В тот самый момент, когда Брадо повернулся, чтобы посмотреть, где мы там, мы уже стояли у лестницы на безопасном расстоянии друг от друга и имели на лицах самые невинные выражения.
Гостей прибыло немерено, но они распределились по украшенной зале так, что многолюдье меня не душило и не смущало. Я следовала советам Нерезы: держалась Кинзии, которой приходилось терпеть меня и представлять гостям, улыбалась женщинам, и скромно опускала глазки, когда подходили мужчины. Впрочем, общаться со мной особого желания не выказывали: женщины моего возраста были все уже замужем и с детьми, и до меня не снисходили, девицы помладше тоже держались от меня подальше (а то как же, я ведь особа скандальная), юноши приглядывались, мужчины откровенно оценивали.
Мне бы воспользоваться этим да флиртовать вовсю с самыми симпатичными эньорами, но я не могла, потому что чувствовала себя не в своей тарелке и боялась сделать ошибку, которая могла бы мне дорого стоить. Как только кто-то любопытный и уже представленный подмечал, что я одна, и собирался подойти, я отходила к столу с закусками и налегала на сладкое. И вот так, жуя какие-нибудь крошечные слоеные пирожки или бутерброды с икрой, мне удавалось избегать лишних разговоров и наблюдать за сливками тоглуанского общества.
Сливки были самые разнообразные. Мужчины постарше, в основном пузатые и явно с завитыми волосами (эньору подражают?), кучковались в одной части залы, а их супруги, разряженные в платья желтых, красных, зеленых и прочих ярких цветов, разбились на группки в другой части и оживленно болтали. Несмотря на яркость и затейливость нарядов, количество аксессуаров, а также на невообразимую сложность причесок, они не могли затмить хозяйку вечера, Кинзию.
Она выделялась средь местных дамочек, как царственная птица-лебедь среди пестрой стайки ярких гомонящих попугайчиков. Она со всеми была вежлива и мила, но то была только вежливость и долг хозяйки. Вообще, наблюдая за Геллами, я заметила, что они, возглавляя общество, при том не кажутся его частью, выглядят несчастными, словно их вынуждают быть здесь со всеми этими людьми.

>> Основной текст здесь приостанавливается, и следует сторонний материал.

PR #2346, opened 2022-02-03
chore(workspace): LookupJournal/ScratchNoteCommand cleanup

hikchoi:
# chore(workspace): LookupJournal/ScratchNoteCommand cleanup
This PR:
- Renames `Dendron: Lookup Journal Note` and `Dendron: Lookup Scratch Note` commands to `Dendron: Create Journal Note` and `Dendron: Create Scratch Note`
- Modifies `NoteLookupCommand` so that it can accept custom controllers prior to `gatherInput`
- Supply custom controllers in `CreateJournal/SratchNoteCommand` with own set of buttons and quickpick title

# Pull Request Checklist

## Testing
- [~] If you are adding a new language feature (graphically visible in VS Code/preview/publishing), make sure that it is included in the [test workspace](https://docs.dendron.so/notes/dtMsF12SF2SUhLN10sYe2.html)

### Docs

### Analytics

### DIFF
--- a/packages/plugin-core/package.json
+++ b/packages/plugin-core/package.json
@@ -186,12 +186,12 @@
         "title": "Dendron: hidden"
       },
       {
-        "command": "dendron.lookupJournalNote",
-        "title": "Dendron: Lookup Journal Note"
+        "command": "dendron.createJournalNote",
+        "title": "Dendron: Create Journal Note"
       },
       {
-        "command": "dendron.lookupScratchNote",
-        "title": "Dendron: Lookup Scratch Note"
+        "command": "dendron.createScratchNote",
+        "title": "Dendron: Create Scratch Note"
       },
       {
         "command": "dendron.lookupSchema",
@@ -513,11 +513,11 @@
           "when": "dendron:pluginActive && dendron:noteLookupActive && !editorFocus && !view"
         },
         {
-          "command": "dendron.lookupJournalNote",
+          "command": "dendron.createJournalNote",
           "when": "dendron:pluginActive"
         },
         {
-          "command": "dendron.lookupScratchNote",
+          "command": "dendron.createScratchNote",
           "when": "dendron:pluginActive"
         },
         {
@@ -962,7 +962,7 @@
         "when": "dendron:pluginActive && dendron:noteLookupActive && !editorFocus && !view"
       },
       {
-        "command": "dendron.lookupJournalNote",
+        "command": "dendron.createJournalNote",
         "key": "ctrl+shift+j",
         "mac": "cmd+shift+j",
         "args": {
@@ -971,7 +971,7 @@
         "when": "dendron:pluginActive"
       },
       {
-        "command": "dendron.lookupScratchNote",
+        "command": "dendron.createScratchNote",
         "key": "ctrl+shift+s",
         "mac": "cmd+shift+s",
         "when": "dendron:pluginActive"
--- a/packages/plugin-core/package.json
+++ b/packages/plugin-core/package.json
@@ -77,7 +77,7 @@
           "name": "Lookup View",
           "contextualTitle": "Lookup View",
           "type": "webview",
-          "when": "dendron:pluginActive && dendron:noteLookupActive"
+          "when": "dendron:pluginActive && dendron:noteLookupActive && dendron:shouldShowLookupView"
         },
         {
           "id": "dendron.backlinks",
--- a/packages/plugin-core/src/commands/CreateJournalNoteCommand.ts
+++ b/packages/plugin-core/src/commands/CreateJournalNoteCommand.ts
@@ -1,15 +1,26 @@
-import { Logger } from "../logger";
+// import { Logger } from "../logger";
 import { DENDRON_COMMANDS } from "../constants";
 import { BasicCommand } from "./base";
+import { CommandOpts as NoteLookupCommandOpts } from "./NoteLookupCommand";
+import { LookupControllerV3CreateOpts } from "../components/lookup/LookupControllerV3";
+import { ILookupControllerV3 } from "../components/lookup/LookupControllerV3Interface";
 import {
-  CommandOutput as NoteLookupOutput,
-  CommandRunOpts as NoteLookupRunOpts,
-} from "./NoteLookupCommand";
+  ILookupProviderV3,
+  ILookupProviderOptsV3,
+  NoteLookupProviderSuccessResp,
+} from "../components/lookup/LookupProviderV3Interface";
+import {
+  CopyNoteLinkBtn,
+  HorizontalSplitBtn,
+  JournalBtn,
+} from "../components/lookup/buttons";
+import { IDendronExtension } from "../dendronExtensionInterface";
+import { NoteLookupProviderUtils } from "../components/lookup/NoteLookupProviderUtils";
+import { HistoryEvent } from "@dendronhq/engine-server";
 import { AutoCompletableRegistrar } from "../utils/registers/AutoCompletableRegistrar";
-import { LookupNoteTypeEnum } from "../components/lookup/types";
 
-type CommandOpts = NoteLookupRunOpts;
-type CommandOutput = NoteLookupOutput | undefined;
+type CommandOpts = void;
+type CommandOutput = void;
 
 export { CommandOpts as CreateJournalNoteOpts };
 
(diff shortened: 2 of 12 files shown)


hikchoi:
docs: https://github.com/dendronhq/dendron-site/pull/388

kevinslin (changes requested):
to contain complexity for the command, can we not show the toggle for scratch note when in "create scratch note" and same for "journal note"? 

so support the concept of a button that is toggled but not visible

jonathanyeung:
> to contain complexity for the command, can we not show the toggle for scratch note when in "create scratch note" and same for "journal note"?
> 
> so support the concept of a button that is toggled but not visible

Hmm - I'm not sure if toggling the availability of one button would reduce complexity of the command.  In a way, I think having the button still visible can be helpful - it helps the user understand that `Create Journal Note` is equivalent to Lookup with the Journal Modifier button enabled.

hikchoi:
UPDATE:
I took the liberty of removing irrelevant buttons from each command. I've also made journal/scratch modifiers not toggable, but let me know how to progress with this.

1. Each command now only has the following set of modifiers: vault select, journal (or scratch), copy note link, horizontal split.
2. Journal / Scratch is alway _on_ and not togglable
3. There is little to no use in the lookup view popping up when using these two commands, so I disabled them.
4. Since this is still a note lookup command and we just want to make it simpler, I modified the note lookup command so that it can accept a custom controller (that only defines buttons that we want to show + a custom title for the quickpick). This way we don't have to make these two commands a lookup-derivative command and separately implement the accept logic (just reuse the note lookup logic)
  - If a custom controller is given, it will use the provided controller rather than setting up a new one during `gatherInput`.
  - Now note lookup command will explicitly dispose of the controller when the quickpick is hidden. A new controller will be created every time a new note lookup is triggered. (this was not the case until now and it only disposed the quickpick.)
    - This is necessary to use the bulk of the note lookup command's logic with a custom controller in the two new commands added

jonathanyeung:
> There is little to no use in the lookup view popping up when using these two commands, so I disabled them.

I'm not exactly sure what this means - does it mean running Create Scratch Note command will just create the new scratch note without further user input?

kevinslin:
> > to contain complexity for the command, can we not show the toggle for scratch note when in "create scratch note" and same for "journal note"?
> > so support the concept of a button that is toggled but not visible
> 
> Hmm - I'm not sure if toggling the availability of one button would reduce complexity of the command. In a way, I think having the button still visible can be helpful - it helps the user understand that `Create Journal Note` is equivalent to Lookup with the Journal Modifier button enabled.

I'm going off an observation thhat you made during metrics review which is when people use lookup, they don't use lookup and then decide they want to use a "journal note". rather, they use journal note directly. 

i think journal note/scratch note should be note traits that don't actually have buttons in the future (we can create lookup commands that apply traits to notes)

kevinslin:
> UPDATE: I took the liberty of removing irrelevant buttons from each command. I've also made journal/scratch modifiers not toggable, but let me know how to progress with this.
> 
>     1. Each command now only has the following set of modifiers: vault select, journal (or scratch), copy note link, horizontal split.
> 
>     2. Journal / Scratch is alway _on_ and not togglable
> 
>     3. There is little to no use in the lookup view popping up when using these two commands, so I disabled them.
> 
>     4. Since this is still a note lookup command and we just want to make it simpler, I modified the note lookup command so that it can accept a custom controller (that only defines buttons that we want to show + a custom title for the quickpick). This way we don't have to make these two commands a lookup-derivative command and separately implement the accept logic (just reuse the note lookup logic)
> 
> 
>     * If a custom controller is given, it will use the provided controller rather than setting up a new one during `gatherInput`.
> 
>     * Now note lookup command will explicitly dispose of the controller when the quickpick is hidden. A new controller will be created every time a new note lookup is triggered. (this was not the case until now and it only disposed the quickpick.)
>       
>       * This is necessary to use the bulk of the note lookup command's logic with a custom controller in the two new commands added

>  I've also made journal/scratch modifiers not toggable, but let me know how to progress with this.

Can we actually hide the button all together? I don't see the value of having the button here and it needlessly adds complexity to the UI

> Each command now only has the following set of modifiers: vault select, journal (or scratch), copy note link, horizontal split.

Why only these? the other modifiers are still applicable here (eg. selection2link)

> There is little to no use in the lookup view popping up when using these two commands, so I disabled them.

Why? if there are modifiers, then the lookup view should display. there's a few tweaks we should make for lookup view UX (eg. if the sidebar is open, it shouldn't need to load, better belnding with background, fix in linux) so its okay to hide it for now but this is a relevant use case

> I modified the note lookup command so that it can accept a custom controller (that only defines buttons that we want to show + a custom title for the quickpick).

Sounds good. Can you update the dev docs? probably [[Cook|dendron://dendron.docs/pkg.plugin-core.dev.cook]]

jonathanyeung:
> Can we actually hide the button all together? I don't see the value of having the button here and it needlessly adds complexity to the UI

+1 - yea that's the best approach imo.  Except instead of just hiding, we can remove the associated journal/scratch button code altogether.

hikchoi:
@jonathanyeung 

> I'm not exactly sure what this means - does it mean running Create Scratch Note command will just create the new scratch note without further user input?

I am talking about the lookup panel view, not the quickpick

hikchoi:
@kevinslin 

> Can we actually hide the button all together? I don't see the value of having the button here and it needlessly adds complexity to the UI

A lot of the logic of lookup and its modifiers are tied to the buttons and their existence. This PR was already a simple name fix that became something much larger. Do we want to keep this going or should we stop here and add a new task for the next sprint?

> Why only these? the other modifiers are still applicable here (eg. selection2link)

I'm sorry. `selection2link` and `selectionExtract` does make sense to be here. I originally had them here but they got lost in the process. However, there are other modifiers that do not make sense in the context of _creating_ a journal / scratch note.

> Why? if there are modifiers, then the lookup view should display. there's a few tweaks we should make for lookup view UX (eg. if the sidebar is open, it shouldn't need to load, better belnding with background, fix in linux) so its okay to hide it for now but this is a relevant use case

I could have been a bit more clear here. Let me rephrase.

The lookup view was made with the assumption that it will be used with the full lookup, where there are multiple types of modifiers, and each type of modifiers do similar things. The view helps visually organize them. (as opposed to a linear presentation of buttons in the quickpick). With a few buttons removed for the two new commands, the situation is flipped. The Lookup view will have a dropdown with one item / multiselect form with one item, a checkbox that does nothing, etc, which is much more confusing than having the quickpick buttons. On top of the tweaks you mentioned, lookup view was also made with the assumption that all buttons will be present. So hiding the buttons in the two commands would cause a mismatch in the view, and eventually an error when the user selects a modifier that doesn't exist. The changes made in the PR is already overextending what the PR was originally meant to be, and fixing this would add more to this. The lookup view _as-is_ provides little benefit.

hikchoi:
There are a few conflicting requests / opinions here so let's summarize this before moving forward:

1. remove quickpick buttons completely
  - this requires a bit of rework of how the modifiers work as the buttons themselves are tied to the modifier logic
2. but keep modifiers that make sense
  - vault select, copy note link, selection2link, selectionExtract, Journal/Scratch button, horizontal split button
3. present these modifiers with the lookup view
  - make the lookup view stable first.
  - lookup view also should be modified to make sense with lookup-derivative commands

The remaining question is: Do we want to cut it here and start a new task?

jonathanyeung:
> This PR was already a simple name fix that became something much larger. Do we want to keep this going or should we stop here and add a new task for the next sprint?

Haha - yea this became more like a functional spec discussion as opposed to a code review.  Apologies for that.  IMO - let's cut it here. 

> 1. remove quickpick buttons completely - this requires a bit of rework of how the modifiers work as the buttons themselves are tied to the modifier logic

Yeah - this one is going to be non-trivial, let's certainly not do that as part of this PR.  I've been tracking this item too for circular dep work as the button code is responsible for a lot of our remaining circular dependencies.

> 3. present these modifiers with the lookup view

I also think we should defer this one and take a closer look at the way the lookup view is structured ( + lookupController / provider interfaces).  This is the biggest piece remaining in the circ dependency work.

kevinslin:
agree with above comments. let keep pr as is. can you rebase to solve merge conflicts?

hikchoi:
It seems like part of my changes are introducing new circ dependencies related to the buttons.

madge is reporting 7 more in plugin-core compared to master

kevinslin:
> It seems like part of my changes are introducing new circ dependencies related to the buttons.
> 
> madge is reporting 7 more in plugin-core compared to master

i know we have a separate task to make buttons stateless. I think its okay, thoughts @jonathanyeung ?

jonathanyeung:
> > It seems like part of my changes are introducing new circ dependencies related to the buttons.
> > madge is reporting 7 more in plugin-core compared to master
> 
> i know we have a separate task to make buttons stateless. I think its okay, thoughts @jonathanyeung ?

@hikchoi  - would you mind posting the diff on the circ dependencies?

jonathanyeung:
I think it's from this one: 

packages/plugin-core/src/components/lookup/LookupControllerV3Interface.ts:
```typescript
import { LookupView } from "../../views/LookupView";
```

with the primary circle being

`src/components/lookup/LookupControllerV3Interface.ts` -> `src/views/LookupView.ts` -> `src/components/lookup/LookupControllerV3.ts`

I did already have a task open for circ deps on `LookupView.ts` ([[Circ Dep Lookup View|dendron://private/task.dev.2022.01.11.circ-dep-lookup-view]]).  Refactoring out circular deps around LookupView/LookupController is a big item. Given how this change has already been dragged out, let's defer that to be part of the above task.

jonathanyeung (approved):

А вот Мариан так и светился; гости собирались вокруг него, словно их притягивала к нему особая сила – нежные девушки и взрослые женщины смотрели на него влюбленно, откровенно заглядывались, а юноши и мужчины стремились подойти, поговорить. Сизер был центром праздника, рядом с ним смеялись и улыбались.
Когда прибыла Гемма Террел вместе с тетушкой и сводницей Бонфилией Брумой, с большим опозданием, как принято по традиции, Сизер вышел к ней, взял за руку и подвел к камину, и там, у родового огня Геллов, объявил обществу, что отныне она – его невеста. Гемма от счастья вспыхнула огнем, вслед за ней вспыхнул и Мариан. Два пламени, застенчиво-приглушенное девичье и солнечно-яркое мужское, соединились в одно.
Гости зааплодировали, и общее пламя молодых стало выше, ярче.
Сначала я только губы поджимала, глядя на все это, ведь незадолго до помолвки на лестнице Мариан явно со мной заигрывал, но чем больше я смотрела на пламенную помолвку, тем незначительнее становились личности жениха и невесты и их отношения. Я стала видеть Мариана и Гемму как некий абстрактный идеал, как молодых красивых влюбленных, для которых все только началось.
Как же и мне хочется вот так загореться от счастья – не буквально, а фигурально, и как же хочется любить, быть любимой, чувствовать себя защищенной… Я ведь не настолько старая еще, чтобы мечтать о подобном?
— За бокалом лучше следите, эньора, — раздалось рядом со мной веселое.
Обернувшись, я увидела Бонфилию Бруму, и заметила, что бокал в моей руке сильно накренился и шампанское из него течет на пол. Я поставила почти пустой бокал на стол и снова стала смотреть на светящихся жениха и невесту.
— Красивейшая пара, верно? — с гордостью сказала Брума. — Уж я-то знаю в этом толк… Кстати, милочка, вы тоже не грустите, ваше счастье уже близко.
Я недоуменно посмотрела на сводницу. Та кивком указала мне на мужчину, который шел в моем направлении через весь зал.
— Я бы и сама не могла сделать лучший выбор! — заявила сводница. — Наш владетель выбрал для вас прекрасного человека, своего доверенного. Эньор Дарио Верник мастер огня, он отлично владеет великим искусством. Надежен, как скала, умен и силен. С таким мужчиной ничего не страшно!
Я пригляделась к мужчине. Плечищи значительные, фигура крепко сбитая, коренастая. Он подошел ближе, и я увидела, что он немолод, некрасив и угрюм, да еще и одет совсем не по-праздничному. Более того, его брюки были испачканы, а короткие волосы неопределенного цвета взъерошены и кое-где примяты.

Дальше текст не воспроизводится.